- Now Deh Khanduz Location within Iran
- Coordinates: 37°04′35″N 55°15′48″E﻿ / ﻿37.07639°N 55.26333°E
- Country: Iran
- Province: Golestan
- County: Azadshahr
- District: Cheshmeh Saran
- Established as a city: 2003

Population (2016)
- • Total: 2,989
- Time zone: UTC+3:30 (IRST)

= Now Deh Khanduz =

City in Golestan province, Iran

Now Deh Khanduz (نوده خاندوز) (Note: Also romanized as Now Deh Khān Dūz and Now Deh Khāndūz) is a city in, and the capital of, Cheshmeh Saran District in Azadshahr County, Golestan province, Iran. It also serves as the administrative center for Khormarud-e Jonubi Rural District. (Note: Formerly Khormarud Rural District)

==Geography==
Now Deh Khanduz is on Road 83, 5 km south of Azadshahr. The village was converted to a city in 2003 and consists of the three neighborhoods of Now Deh Khanduz, Hajjilar (or Now Deh-e Hajjilar) and Emam Reza Township.

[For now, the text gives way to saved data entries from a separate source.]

PR #33, opened 2019-04-03
[Bexley] Initial update fetching code.

dracos:
Fetches CSV file of updates, filters to within the requested date range, and outputs matches as Open311 updates for FMS to consume.

### DIFF
--- a/perllib/Open311/Endpoint/Integration/Symology.pm
+++ b/perllib/Open311/Endpoint/Integration/Symology.pm
@@ -3,9 +3,13 @@ package Open311::Endpoint::Integration::Symology;
 use v5.14;
 use warnings;
 
+use DateTime::Format::Strptime;
+use DateTime::Format::W3CDTF;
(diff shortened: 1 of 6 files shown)


perllib/Open311/Endpoint/Integration/Symology.pm
```diff
@@ -230,10 +246,51 @@ sub check_error {
...
+
+    my @updates;
+    while ($csv->getline($fh)) {
+        my $dt = $self->date_formatter->parse_datetime($row->{date_history});
+        next unless $dt >= $start_time && $dt <= $end_time;
+
+        my $status;
+        $status = 'investigating' if $row->{stage} == 1 && $row->{action_due};
+        $status = 'fixed' if $row->{stage} == 9 && !$row->{action_due};
+        $status = 'no_further_action' if $row->{stage} == 9 && $row->{lca} eq 'ATS';
```
struan: Should we not have a default status here or something that handles one of these conditions not being true?

PR #36, opened 2019-04-22
[Rutland] ignore reports older than start date

struan:
Because we don't have a way to limit requests by date ignore those that
are older than the start date as they will only be rejected by
FixMyStreet anyway. Also means we avoid the calls to fetch service
details for those requests.

### DIFF
--- a/perllib/Open311/Endpoint/Integration/SalesForce.pm
+++ b/perllib/Open311/Endpoint/Integration/SalesForce.pm
@@ -128,6 +128,10 @@ sub get_service_requests {
     my $w3c = DateTime::Format::W3CDTF->new;
     my @updates = ();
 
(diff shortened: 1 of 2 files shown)


perllib/Open311/Endpoint/Integration/SalesForce.pm
```diff
@@ -137,6 +137,11 @@ sub get_service_requests {
 
         my $update_time = $self->parse_datetime($request->{LastModifiedDate});
         my $request_time = $self->parse_datetime($request->{requested_datetime__c}) || $update_time;
+
+        if ($args->{start_date}) {
+            my $start_time = DateTime::Format::W3CDTF->parse_datetime($args->{start_date});
```
dracos: This doesn't change each iteration, so could be done once at the start.

PR #44, opened 2019-06-06
[Confirm] allow categories to exist in multiple groups

struan:
Allow categories to be under more than one group in the whitelist. Only
one services entry per category is generated but it will include all the
groups in the group tag.

### DIFF
--- a/perllib/Open311/Endpoint/Integration/Confirm.pm
+++ b/perllib/Open311/Endpoint/Integration/Confirm.pm
@@ -13,6 +13,7 @@ use Open311::Endpoint::Service::Request::CanBeNonPublic;
 
 use Path::Tiny;
 use SOAP::Lite; # +trace => [ qw/method debug/ ];
+use Text::CSV;
 
 
 around BUILDARGS => sub {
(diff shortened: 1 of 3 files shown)


perllib/Open311/Endpoint/Integration/Confirm.pm
```diff
@@ -522,7 +523,9 @@ sub _services {
         }
     }
 
+    my $csv = Text::CSV->new();
     my @services = ();
+    my %service_codes;
     for my $group (keys %{ $self->service_whitelist }) {
```
dracos: Probably want to stick a sort in here, so that the ordering of multiple groups is consistent (which I think is the test failure).

perllib/Open311/Endpoint/Integration/Confirm.pm
```diff
@@ -532,20 +535,29 @@ sub _services {
...
+                    service_code => $code,
+                    description => $name,
+                    group => [$group],
+                    keywords => $private_services{$code} ? [qw/ private /] : [],
+                };
             }
-            push @services, $o311_service;
         }
     }
+    for my $service (values %service_codes) {
```
dracos: Also a sort here for consistent output?

PR #48, opened 2019-06-13
[Alloy] use startDate for updatetime

struan:
Use the version startDate for update times which is the correct thing to do according to Yotta.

The mountains of the Eastern Alborz range are near the city, with narcissus flowers growing on their slopes, making the city famous as "The City of the Narcissus Flower." The main natural sight of the area is Shabnam Forest Park.

==Demographics==
===Population===
At the time of the 2006 National Census, the city's population was 2,095 in 562 households. The following census in 2011 counted 3,032 people in 915 households. The 2016 census measured the population of the city as 2,989 people in 959 households.